The “megawatt mindset” of most utilities also remains a major challenge to building a zero carbon Internet. Fortunately there are now companies that building windmills and run of the rivers turbines specifically for the Internet and ICT industry that will work independent of the electrical grid, even in urban settings. Windmills designed for the utility industry tend to be monstrous devices in order to get economies of scale and cause all sorts of nimby responses. But most data centers and Internet network nodes need far smaller devices that can be mounted on roofs. Since they are not part of the electrical grid, there are no transmission lines and the customer is assured of clean, renewable electricity at a long term guaranteed price.
A good example is Ecotricity in the UK which builds and operates wind turbines on partner sites such as data centers, factories and other facilities. Ecotricity takes on all the capital costs of the project, including the turbine itself. The partner agrees to purchase the electricity from the turbine and in return receive they received their own dedicated supply of green energy at significantly reduced rates. There is no finical risk to the data center or Internet node.
A number of companies are also building specialized wind turbines for computer and telecommunication nodes that are much smaller scale in scale than the massive wind turbines used by the utilities. Ericsson for example is deploying cellular radio towers that are solely power by the wind.

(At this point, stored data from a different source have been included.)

PR #16982, opened 2024-07-25
Closes #16964: Validate password when creating a new user or updating password for an existing user

### LINKED ISSUE #16964: Configured password validators are not executing when creating a new user or changing the password for existing user
### Deployment Type

NetBox Cloud

### NetBox Version

v4.0.7

### Python Version

3.10

### Steps to Reproduce

1. Configure password validation in the `netbox/netbox/configuration.py` file. Refer below code for the same:
```
AUTH_PASSWORD_VALIDATORS = [
    {
        'NAME': 'django.contrib.auth.password_validation.MinimumLengthValidator',
        'OPTIONS': {
            'min_length': 8,
        }
    }
]
```
2. Login as a superuser.
3. Click "Admin" -> "Authentication" -> "Users"
4. Click on "+ Add".
5. Fill the details for the user and set password and confirm password as `pass1`.
6. Click "Create".
7. User gets created successfully.

Instead of adding a new user from step 4 to 6, we can also just update the password for an existing users, and set it as `pass1`. The result would be the same.

### Expected Behavior

User creation or password updation should fail from "Admin" -> "Authentication" -> "Users".

### Observed Behavior

User is being created without adhering to the configured password policy.

nishant131:
### Fixes: #16964

- Call `validate_password()` on the configured password validators, while cleaning the `UserForm` data.

### DIFF
--- a/netbox/users/forms/model_forms.py
+++ b/netbox/users/forms/model_forms.py
@@ -1,6 +1,6 @@
 from django import forms
 from django.conf import settings
-from django.contrib.auth import get_user_model
+from django.contrib.auth import get_user_model, password_validation
 from django.contrib.postgres.forms import SimpleArrayField
 from django.core.exceptions import FieldError
 from django.utils.safestring import mark_safe
@@ -226,6 +226,8 @@ class UserForm(forms.ModelForm):
         # Check that password confirmation matches if password is set
         if self.cleaned_data['password'] and self.cleaned_data['password'] != self.cleaned_data['confirm_password']:
             raise forms.ValidationError(_("Passwords do not match! Please check your input and try again."))
+        if self.cleaned_data['password'] and self.cleaned_data['confirm_password']:
+            password_validation.validate_password(self.cleaned_data['confirm_password'], self.instance)
 
 
 class GroupForm(forms.ModelForm):


jeremystretch:
Hi @nishant131, thanks for digging into this! In addition to the form validation, we also need to enforce the validation under the REST serializer for the User model.

I went ahead and did this (and added the relevant tests), but when I pushed my commit it ended up creating a new branch under the `netbox` repo. I'm not sure what happened. :confused: 

I've opened PR #16990, which includes your initial commit, to replace this. Sorry for the mix-up.

nishant131:
Hi @jeremystretch, I think the new branch got created on `netbox` repo as I had unchecked `Allow edits by maintainers` in the PR. Since, it was my first contribution to netbox, I wasn't sure whether to allow it or not 😕.
Maybe, we can add this in the PR submission guideline doc.

Thank you for adding the validation under the REST serializer, I'll incorporate that in my setup as well 🙂

jeremystretch:
>  I think the new branch got created on netbox repo as I had unchecked Allow edits by maintainers in the PR

That's my suspicion as well, however in the past GitHub has rejected the push in such cases. Maybe they've changed things. :man_shrugging:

Vertical axis wind turbines originally developed at the National Research Council in Canada are also very popular. There is no rotating blades the units are extremely compact and yet can operate in all sorts of wind conditions beyond the range of normal wind turbines
There is also tethered air rotor systems which provide more sustained power because they operate at higher altitudes
Of course moving to a less reliable energy supply imposes new challenges on the Internet architecture and routing. In the past re-booting routers or route flaps were seen as a bad thing. Manufacturers went to considerable trouble to make “carrier-class” routers and equipment that never needed re-booting. But with intermittent availability of energy at every computing and routing node we have to re-visit many of the architectural principles of the Internet in terms of topology, routing protocols, and reliability.
We need new research into such concepts as least cost Co2 path routing where the best route may not necessarily be the shortest route in terms of latency etc. New distributed caching architectures to minimize CO2 emissions such that large databases and computers can be located at distant renewable energy sites will also be required but yet do not impact latency. New network routing topologies with off-center routing and switching will be required as today most routers and switches are located at the intersection of multiple routing paths. Finally new ideas and architectures will be required as we look to integrate low CO2 optical networks with energy hungry routers.